Task prompt |
Scan the records and identify every line in which the string "similar" occurs, then return those lines.

⟨

PR #247, opened 2026-08-17
Spec `AbortSignal` integration with tool execution

### LINKED ISSUE #48: Add a callback to inform the site when tool invocation should be aborted

domfarolino:
This PR specifies abortable tools, via `AbortSignal` integration with `executeTool()`. Specifically, we introduce a new "local" pending execution map that is only ever mutated on the tool owner/target document's event loop, so it can track pending executions from its side, separately from the "traversable"-global map that's mutated in parallel and matches a canonical "browser process". We introduce the `ToolExecuteCallbackOptions` dictionary and its sole `signal` member, which is always passed into the [`ToolExecuteCallback`](https://webmachinelearning.github.io/webmcp/#callbackdef-toolexecutecallback) as its second argument.

This PR also handles various race conditions with tool execution, tool cancellation, and tool promise resolution/rejection, that can all happen across agent clusters. Each race condition is accounted for and documented, sometimes with examples.

Fixes #48.

***
<a href="https://pr-preview.s3.amazonaws.com/webmachinelearning/webmcp/pull/247.html" title="Last updated on Aug 18, 2026, 7:14 PM UTC (3bab858)">Preview</a> | <a href="https://pr-preview.s3.amazonaws.com/webmachinelearning/webmcp/247/9c7ce3e...3bab858.html" title="Last updated on Aug 18, 2026, 7:14 PM UTC (3bab858)">Diff</a>

### DIFF
--- a/index.bs
+++ b/index.bs
@@ -963,7 +963,7 @@ The <dfn method for=ModelContext>executeTool(<var>tool</var>, <var>inputObject</
 
       1. Run the following steps [=in parallel=]:
 
-         1. [=Cancel a pending tool execution|cancel=] given |traversable| and |uuid|.
+         1. [=Cancel a pending tool execution=] given |traversable| and |uuid|.
 
 1. Run the following steps [=in parallel=]:
 
--- a/index.bs
+++ b/index.bs
@@ -136,8 +136,15 @@ A <dfn>model context</dfn> is a [=struct=] with the following [=struct/items=]:
      [=structs=].
 
   : <dfn>local pending tool executions map</dfn>
-  :: a [=map=] whose [=map/keys=] are [=unique internal values=] and whose [=map/values=] are [=local
-     pending tool execution=] [=structs=]. It is initially empty.
+  :: a [=map=] whose [=map/keys=] are [=unique internal values=] and whose [=map/values=] are
+     [=local pending tool execution=] [=structs=]. It is initially empty.
+
+     Note: this map is similar to a [=traversable navigable=]'s [=traversable navigable/pending tool
+     executions map=], but it only contains pending execution information for tools under a single
+     {{ModelContext}} object. It is used to store objects that can only be accessed from that
+     object's event loop, and because it is event-loop-local, it can get out of sync from the
+     [=traversable navigable=]'s more "global" map.
+
 </dl>
 
 A <dfn>tool definition</dfn> is a [=struct=] with the following [=struct/items=]:
--- a/index.bs
+++ b/index.bs
@@ -523,6 +523,8 @@ internal value=] |uuid|, are as follows:
 
    - If |toolPromise| was rejected with reason |r|, then:
 
+       1. Optionally [=report a warning to the console=] describing |r|.
+
        1. Let |localExecutions| be |targetDocument|'s [=Document/associated ModelContext|associated
           <code>ModelContext</code>=]'s [=ModelContext/internal context=]'s [=model context/local
           pending tool executions map=].
@@ -530,8 +532,6 @@ internal value=] |uuid|, are as follows:
        1. If |localExecutions|[|uuid|] does not [=map/exist=], then return.
 
        1. [=map/Remove=] |localExecutions|[|uuid|].
-
-       1. Optionally [=report a warning to the console=] describing |r|.
 
        1. Run |completionSteps| given null and false.
 
--- a/index.bs
+++ b/index.bs
@@ -238,8 +238,8 @@ outside any individual Document process's event loop, and is accessed asynchrono
 inter-process communication mechanism.
 
 <div algorithm>
-To <dfn for="pending tool execution">cancel a pending tool execution</dfn> given a [=traversable
-navigable=] |traversable| and a [=unique internal value=] |uuid|:
+To <dfn>cancel a pending tool execution</dfn> given a [=traversable navigable=] |traversable| and a
+[=unique internal value=] |uuid|:
 
 1. [=Assert=]: these steps are running [=in parallel=].
 
@@ -309,9 +309,8 @@ follows:
          Note: This removes |execution| from the [=traversable navigable/pending tool executions
          map=].
 
-      1. If |document| is |execution|'s [=pending tool execution/caller document=], then
-         [=pending tool execution/cancel a pending tool execution|cancel=] given |traversable| and
-         |uuid|.
+      1. If |document| is |execution|'s [=pending tool execution/caller document=], then [=cancel a
+         pending tool execution=] given |traversable| and |uuid|.
 
       1. [=Assert=]: |traversable|'s [=traversable navigable/pending tool executions map=][|uuid|]
          does not [=map/exist=].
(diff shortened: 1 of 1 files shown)


index.bs
```diff
@@ -134,6 +134,17 @@ A <dfn>model context</dfn> is a [=struct=] with the following [=struct/items=]:
   : <dfn>tool map</dfn>
   :: a [=map=] whose [=map/keys=] are [=strings=] and whose [=map/values=] are [=tool definition=]
      [=structs=].
+
+  : <dfn>pending executions map</dfn>
+  :: a [=map=] whose [=map/keys=] are [=unique internal values=] and whose [=map/values=] are [=local
+     pending tool execution=] [=structs=]. It is initially empty.
+</dl>
+
+A <dfn>local pending tool execution</dfn> is a [=struct=] with the following [=struct/items=]:
```
beaufortfrancois: Nit: I would have moved "local pending tool execution" below "tool definition" struct to match "tool map" + "pending executions map" order

index.bs
```diff
@@ -134,6 +134,17 @@ A <dfn>model context</dfn> is a [=struct=] with the following [=struct/items=]:
   : <dfn>tool map</dfn>
   :: a [=map=] whose [=map/keys=] are [=strings=] and whose [=map/values=] are [=tool definition=]
      [=structs=].
+
+  : <dfn>pending executions map</dfn>
```
beaufortfrancois: `pending executions map` from ModelContext and `pending tool executions map` from traversable navigable look very similar at a first glance but serve different purposes. A small note explaining the difference may help future readers.

index.bs
```diff
@@ -1060,6 +1165,15 @@ The {{ToolAnnotations}} dictionary provides optional metadata about a tool:
...
 </dl>
 
+<h4 id="tool-execute-callback-options">ToolExecuteCallbackOptions Dictionary</h4>
+
+The {{ToolExecuteCallbackOptions}} dictionary carries options passed to a tool's
+{{ToolExecuteCallback}} when the tool is executed.
+
+<dl class="domintro">
+  : <code><var ignore>options</var>["{{ToolExecuteCallbackOptions/signal}}"]</code>
+  :: An {{AbortSignal}} that communicates when the execution of the tool has been aborted.
```
```suggestion
  :: An {{AbortSignal}} that communicates when the execution of the tool has been cancelled.
```

index.bs
```diff
@@ -169,8 +180,9 @@ A <dfn>tool definition</dfn> is a [=struct=] with the following [=struct/items=]
      [[!JSON-SCHEMA]]
 
   : <dfn>execute steps</dfn>
```
beaufortfrancois, line 181: https://pr-preview.s3.amazonaws.com/webmachinelearning/webmcp/pull/247.html#tool-definition-execute-steps also needs to be updated with uuid

index.bs
```diff
@@ -246,20 +305,20 @@ follows:
...
          Note: This removes |execution| from the [=traversable navigable/pending tool executions
          map=].
 
-      1. If |document| is |execution|'s [=pending tool execution/caller document=], then:
-
-         1. [=map/Remove=] |traversable|'s [=traversable navigable/pending tool executions
-            map=][|uuid|].
+      1. <p id=caller-destroyed-cleanup>Otherwise, if |document| is |execution|'s [=pending tool
+         execution/caller document=] and is not |execution|'s [=pending tool execution/target
+         document=], then [=cancel a pending tool execution=] given |traversable| and |uuid|.</p>
```
beaufortfrancois, line 324: Shall we do this in parallel?

index.bs
```diff
@@ -386,7 +445,8 @@ The <dfn>tool execute steps</dfn>, given a [=string=] |toolName|, a {{Document}}
 
 1. Let |tool| be |toolMap|[|toolName|].
 
-1. Run |tool|'s [=tool definition/execute steps=] given |inputArguments| and |completionSteps|.
+1. Run |tool|'s [=tool definition/execute steps=] given |inputArguments|, |completionSteps|,
+   |uuid|, and |targetDocument|.
```
beaufortfrancois: It's quite hard to follow how `|targetDocument|` is used. Would it help removing the declarative execute steps for now?

index.bs
```diff
@@ -428,6 +518,14 @@ The <dfn>imperative execute steps</dfn>, given a {{ModelContextTool}} |tool|, a
...
 
+       1. Let |localExecutions| be |targetDocument|'s [=Document/associated ModelContext|associated
+          <code>ModelContext</code>=]'s [=ModelContext/internal context=]'s [=model context/pending
+          executions map=].
+
+       1. If |localExecutions|[|uuid|] does not [=map/exist=], then return.
+
+       1. [=map/Remove=] |localExecutions|[|uuid|].
+
        1. Optionally [=report a warning to the console=] describing |r|.
```
beaufortfrancois: It seems like we're doing it earlier according to https://source.chromium.org/chromium/chromium/src/+/main:third_party/blink/renderer/core/script_tools/model_context.cc;l=313;drc=e5861528c1070eab8e706d7a7c1b42dac502f6a1

beaufortfrancois (changes requested):

index.bs
domfarolino: Sounds good.

index.bs
domfarolino: You mean the usage of it in registerTool()?

index.bs
domfarolino: Done, and I also converged the names a bit.

index.bs
domfarolino: I think you're right. Looks like the warning happens before removal, so I've moved this up as the first substep here.

index.bs
domfarolino: This whole algorithm is run in parallel at the very top, so I think we're good.

index.bs
domfarolino: I'm now realizing that the signatures and calls to a lot of these invoke algorithms don't match even on `main`. Let me fix this off of this branch and I'll make any more necessary adjustments here after.

index.bs
domfarolino: Can you clarify your concern? I think it's clear in https://pr-preview.s3.amazonaws.com/webmachinelearning/webmcp/pull/247.html#imperative-execute-steps how `targetDocument` is used (for map retrieval and the realm etc.), but I guess you're suggesting that it would be even clearer if we removed one layer of abstraction—the intermediate `[=tool definition/execute steps=]`—which just act as a pass-through to fork to either imperative/declarative? I guess it's true that fewer layers of abstraction make things more clear, but I'm not sure if this PR makes things worse, or if I'm misunderstanding your comment.

beaufortfrancois: https://github.com/webmachinelearning/webmcp/pull/250 actually resolved my issue. `|targetDocument|` was missing in some parts of the algorithm hence my confusion.

beaufortfrancois (approved):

⟩

Solution for this problem |
+     Note: this map is similar to a [=traversable navigable=]'s [=traversable navigable/pending tool
beaufortfrancois: `pending executions map` from ModelContext and `pending tool executions map` from traversable navigable look very similar at a first glance but serve different purposes. A small note explaining the difference may help future readers.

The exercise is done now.